» **Exercise objective**
Every line in the data below that includes "entirely" belongs in the answer, copied as it stands.

(Source data)
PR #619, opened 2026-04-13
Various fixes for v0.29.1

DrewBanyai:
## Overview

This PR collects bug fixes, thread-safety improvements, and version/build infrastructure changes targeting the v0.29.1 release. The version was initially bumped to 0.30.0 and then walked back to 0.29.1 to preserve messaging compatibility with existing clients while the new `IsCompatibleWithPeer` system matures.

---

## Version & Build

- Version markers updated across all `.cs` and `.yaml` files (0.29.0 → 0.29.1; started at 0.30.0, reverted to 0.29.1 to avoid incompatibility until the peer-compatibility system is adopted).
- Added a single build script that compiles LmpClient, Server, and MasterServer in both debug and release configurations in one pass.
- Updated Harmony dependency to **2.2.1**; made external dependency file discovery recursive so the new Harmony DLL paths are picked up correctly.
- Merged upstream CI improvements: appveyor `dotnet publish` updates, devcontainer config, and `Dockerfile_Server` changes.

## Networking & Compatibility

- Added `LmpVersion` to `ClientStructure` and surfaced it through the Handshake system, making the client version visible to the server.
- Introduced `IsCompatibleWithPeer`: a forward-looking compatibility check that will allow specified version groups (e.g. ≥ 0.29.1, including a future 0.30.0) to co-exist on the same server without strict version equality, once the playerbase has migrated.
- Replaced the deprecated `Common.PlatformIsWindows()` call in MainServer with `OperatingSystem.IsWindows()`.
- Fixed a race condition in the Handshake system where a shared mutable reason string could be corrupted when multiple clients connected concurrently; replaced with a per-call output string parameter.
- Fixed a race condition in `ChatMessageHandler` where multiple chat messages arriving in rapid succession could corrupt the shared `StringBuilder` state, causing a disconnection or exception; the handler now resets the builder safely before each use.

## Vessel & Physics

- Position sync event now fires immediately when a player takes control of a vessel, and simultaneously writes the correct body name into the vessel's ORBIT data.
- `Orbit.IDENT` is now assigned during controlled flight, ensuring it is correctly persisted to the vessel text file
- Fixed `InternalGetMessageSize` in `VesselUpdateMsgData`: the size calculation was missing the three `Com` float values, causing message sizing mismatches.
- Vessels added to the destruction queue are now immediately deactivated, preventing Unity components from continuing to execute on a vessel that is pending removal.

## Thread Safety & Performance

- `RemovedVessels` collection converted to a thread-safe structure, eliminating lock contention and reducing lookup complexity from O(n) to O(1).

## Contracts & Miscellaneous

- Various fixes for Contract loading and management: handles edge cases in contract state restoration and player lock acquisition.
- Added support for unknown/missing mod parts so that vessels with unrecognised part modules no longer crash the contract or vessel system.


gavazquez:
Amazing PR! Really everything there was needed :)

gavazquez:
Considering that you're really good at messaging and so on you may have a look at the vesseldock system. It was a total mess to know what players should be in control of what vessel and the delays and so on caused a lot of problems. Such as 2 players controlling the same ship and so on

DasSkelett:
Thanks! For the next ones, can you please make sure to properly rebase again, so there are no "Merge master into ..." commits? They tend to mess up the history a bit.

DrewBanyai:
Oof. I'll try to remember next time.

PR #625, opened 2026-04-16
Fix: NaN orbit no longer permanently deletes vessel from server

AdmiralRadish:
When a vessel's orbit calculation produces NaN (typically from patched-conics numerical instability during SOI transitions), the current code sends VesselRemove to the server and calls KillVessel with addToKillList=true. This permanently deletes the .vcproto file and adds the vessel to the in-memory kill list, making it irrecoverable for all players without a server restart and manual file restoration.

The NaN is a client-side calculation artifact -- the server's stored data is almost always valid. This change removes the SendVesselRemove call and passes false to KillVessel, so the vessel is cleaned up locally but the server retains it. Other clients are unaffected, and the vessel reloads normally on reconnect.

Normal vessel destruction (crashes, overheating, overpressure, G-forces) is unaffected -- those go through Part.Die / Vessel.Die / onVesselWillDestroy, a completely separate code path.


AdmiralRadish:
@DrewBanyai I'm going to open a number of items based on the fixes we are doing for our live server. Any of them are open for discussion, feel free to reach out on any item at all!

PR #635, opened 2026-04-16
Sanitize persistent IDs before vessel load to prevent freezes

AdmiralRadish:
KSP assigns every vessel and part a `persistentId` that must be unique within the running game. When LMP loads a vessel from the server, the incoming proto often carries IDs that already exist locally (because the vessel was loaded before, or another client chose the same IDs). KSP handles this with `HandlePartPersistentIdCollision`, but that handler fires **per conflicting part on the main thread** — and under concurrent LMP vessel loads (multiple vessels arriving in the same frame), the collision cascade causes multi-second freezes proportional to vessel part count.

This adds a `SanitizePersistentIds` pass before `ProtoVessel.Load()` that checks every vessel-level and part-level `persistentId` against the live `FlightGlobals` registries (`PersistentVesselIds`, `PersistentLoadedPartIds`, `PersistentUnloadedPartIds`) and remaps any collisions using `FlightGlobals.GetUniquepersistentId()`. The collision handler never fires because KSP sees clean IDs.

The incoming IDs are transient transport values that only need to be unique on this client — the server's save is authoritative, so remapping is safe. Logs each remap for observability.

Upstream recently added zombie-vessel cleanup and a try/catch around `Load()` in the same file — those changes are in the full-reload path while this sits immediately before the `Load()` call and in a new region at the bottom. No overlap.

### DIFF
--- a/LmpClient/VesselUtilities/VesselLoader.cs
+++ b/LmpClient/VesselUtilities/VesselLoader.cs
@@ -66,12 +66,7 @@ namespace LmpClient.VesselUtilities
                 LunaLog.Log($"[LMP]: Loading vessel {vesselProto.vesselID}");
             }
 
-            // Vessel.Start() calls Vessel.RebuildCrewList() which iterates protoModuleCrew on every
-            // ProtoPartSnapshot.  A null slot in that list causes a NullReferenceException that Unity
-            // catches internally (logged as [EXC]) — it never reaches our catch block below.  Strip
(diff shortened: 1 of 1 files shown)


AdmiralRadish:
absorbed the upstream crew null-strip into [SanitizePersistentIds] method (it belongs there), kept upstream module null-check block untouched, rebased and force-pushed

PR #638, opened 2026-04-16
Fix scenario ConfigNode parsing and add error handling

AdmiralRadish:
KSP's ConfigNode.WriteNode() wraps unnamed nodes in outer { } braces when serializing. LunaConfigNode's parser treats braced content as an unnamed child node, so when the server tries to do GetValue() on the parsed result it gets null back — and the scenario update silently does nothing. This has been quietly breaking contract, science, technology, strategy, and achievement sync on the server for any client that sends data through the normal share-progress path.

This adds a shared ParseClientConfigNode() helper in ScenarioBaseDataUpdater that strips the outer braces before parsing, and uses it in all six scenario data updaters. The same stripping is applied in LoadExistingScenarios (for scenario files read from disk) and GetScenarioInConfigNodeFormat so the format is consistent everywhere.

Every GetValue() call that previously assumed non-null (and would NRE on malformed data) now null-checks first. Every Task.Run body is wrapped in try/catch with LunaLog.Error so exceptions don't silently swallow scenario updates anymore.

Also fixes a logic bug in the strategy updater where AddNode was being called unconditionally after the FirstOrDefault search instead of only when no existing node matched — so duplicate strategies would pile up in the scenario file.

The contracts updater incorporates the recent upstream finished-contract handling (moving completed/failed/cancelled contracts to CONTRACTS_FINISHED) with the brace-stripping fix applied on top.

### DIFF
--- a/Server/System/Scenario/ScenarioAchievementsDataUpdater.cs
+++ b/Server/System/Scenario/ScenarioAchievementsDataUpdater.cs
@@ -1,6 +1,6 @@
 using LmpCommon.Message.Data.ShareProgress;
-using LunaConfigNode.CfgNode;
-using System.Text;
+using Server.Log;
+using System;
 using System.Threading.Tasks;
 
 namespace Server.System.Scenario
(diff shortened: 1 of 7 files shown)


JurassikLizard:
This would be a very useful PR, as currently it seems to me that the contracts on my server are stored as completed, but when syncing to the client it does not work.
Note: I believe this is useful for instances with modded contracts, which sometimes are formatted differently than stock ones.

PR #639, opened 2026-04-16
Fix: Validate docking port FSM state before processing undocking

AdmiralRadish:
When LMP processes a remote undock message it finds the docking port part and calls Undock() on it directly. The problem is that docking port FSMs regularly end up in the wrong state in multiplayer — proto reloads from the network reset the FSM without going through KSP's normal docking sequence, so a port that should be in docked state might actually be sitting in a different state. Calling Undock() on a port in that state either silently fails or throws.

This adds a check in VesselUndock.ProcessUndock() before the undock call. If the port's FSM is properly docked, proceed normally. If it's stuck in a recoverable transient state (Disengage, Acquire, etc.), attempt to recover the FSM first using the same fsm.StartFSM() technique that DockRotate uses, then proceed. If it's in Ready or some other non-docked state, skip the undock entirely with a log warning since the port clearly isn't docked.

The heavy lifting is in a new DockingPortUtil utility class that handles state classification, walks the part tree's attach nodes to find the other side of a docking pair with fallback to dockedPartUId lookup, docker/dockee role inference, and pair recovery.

---

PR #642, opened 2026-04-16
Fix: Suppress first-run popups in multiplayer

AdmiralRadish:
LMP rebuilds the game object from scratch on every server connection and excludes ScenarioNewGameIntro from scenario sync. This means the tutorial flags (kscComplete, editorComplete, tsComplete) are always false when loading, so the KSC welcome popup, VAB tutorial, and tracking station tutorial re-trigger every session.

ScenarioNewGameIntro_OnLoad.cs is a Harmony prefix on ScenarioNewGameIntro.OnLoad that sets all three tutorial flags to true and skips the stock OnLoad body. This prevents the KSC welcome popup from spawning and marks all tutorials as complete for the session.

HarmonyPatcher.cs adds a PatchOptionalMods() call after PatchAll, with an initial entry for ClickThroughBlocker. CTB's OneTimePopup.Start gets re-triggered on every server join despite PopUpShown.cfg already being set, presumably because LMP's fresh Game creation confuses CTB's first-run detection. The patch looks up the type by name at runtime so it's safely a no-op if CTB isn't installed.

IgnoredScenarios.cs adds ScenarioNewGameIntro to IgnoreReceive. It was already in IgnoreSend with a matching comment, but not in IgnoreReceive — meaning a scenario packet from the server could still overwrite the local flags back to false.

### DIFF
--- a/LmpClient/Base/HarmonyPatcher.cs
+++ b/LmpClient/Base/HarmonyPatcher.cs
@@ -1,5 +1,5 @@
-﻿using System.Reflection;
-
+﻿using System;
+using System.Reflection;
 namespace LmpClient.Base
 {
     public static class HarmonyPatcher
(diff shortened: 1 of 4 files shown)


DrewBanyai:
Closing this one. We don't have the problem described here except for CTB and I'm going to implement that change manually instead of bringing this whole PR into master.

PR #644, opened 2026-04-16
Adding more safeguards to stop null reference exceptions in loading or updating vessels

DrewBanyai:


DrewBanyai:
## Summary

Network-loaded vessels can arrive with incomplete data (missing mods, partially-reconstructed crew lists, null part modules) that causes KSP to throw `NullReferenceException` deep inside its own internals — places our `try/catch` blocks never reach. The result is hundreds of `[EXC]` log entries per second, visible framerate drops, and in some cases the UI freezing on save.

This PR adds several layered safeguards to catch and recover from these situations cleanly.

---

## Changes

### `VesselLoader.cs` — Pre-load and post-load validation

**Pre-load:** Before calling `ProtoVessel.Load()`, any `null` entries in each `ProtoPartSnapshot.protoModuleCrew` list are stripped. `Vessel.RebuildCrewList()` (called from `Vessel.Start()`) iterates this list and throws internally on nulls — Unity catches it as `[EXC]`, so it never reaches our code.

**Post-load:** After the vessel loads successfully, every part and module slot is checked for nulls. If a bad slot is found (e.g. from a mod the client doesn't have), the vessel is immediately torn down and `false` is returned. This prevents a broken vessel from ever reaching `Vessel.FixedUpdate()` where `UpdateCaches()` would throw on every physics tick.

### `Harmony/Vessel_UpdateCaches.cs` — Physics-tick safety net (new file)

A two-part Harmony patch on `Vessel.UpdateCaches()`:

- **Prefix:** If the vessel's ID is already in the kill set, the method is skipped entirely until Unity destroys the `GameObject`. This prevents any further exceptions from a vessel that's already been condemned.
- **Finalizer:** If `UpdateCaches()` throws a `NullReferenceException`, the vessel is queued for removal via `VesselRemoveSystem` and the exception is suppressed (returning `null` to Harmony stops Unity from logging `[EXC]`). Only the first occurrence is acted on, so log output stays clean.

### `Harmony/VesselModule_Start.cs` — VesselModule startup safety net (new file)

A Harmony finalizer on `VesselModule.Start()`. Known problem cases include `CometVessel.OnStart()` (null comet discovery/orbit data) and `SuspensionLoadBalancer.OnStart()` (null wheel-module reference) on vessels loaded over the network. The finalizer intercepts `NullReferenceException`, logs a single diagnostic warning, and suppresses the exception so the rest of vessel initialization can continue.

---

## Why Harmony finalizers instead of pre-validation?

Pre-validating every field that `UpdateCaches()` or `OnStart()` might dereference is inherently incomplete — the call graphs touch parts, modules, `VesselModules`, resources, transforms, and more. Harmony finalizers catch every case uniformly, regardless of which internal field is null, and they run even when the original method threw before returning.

» **Answer to this task**
This adds a check in VesselUndock.ProcessUndock() before the undock call. If the port's FSM is properly docked, proceed normally. If it's stuck in a recoverable transient state (Disengage, Acquire, etc.), attempt to recover the FSM first using the same fsm.StartFSM() technique that DockRotate uses, then proceed. If it's in Ready or some other non-docked state, skip the undock entirely with a log warning since the port clearly isn't docked.
- **Prefix:** If the vessel's ID is already in the kill set, the method is skipped entirely until Unity destroys the `GameObject`. This prevents any further exceptions from a vessel that's already been condemned.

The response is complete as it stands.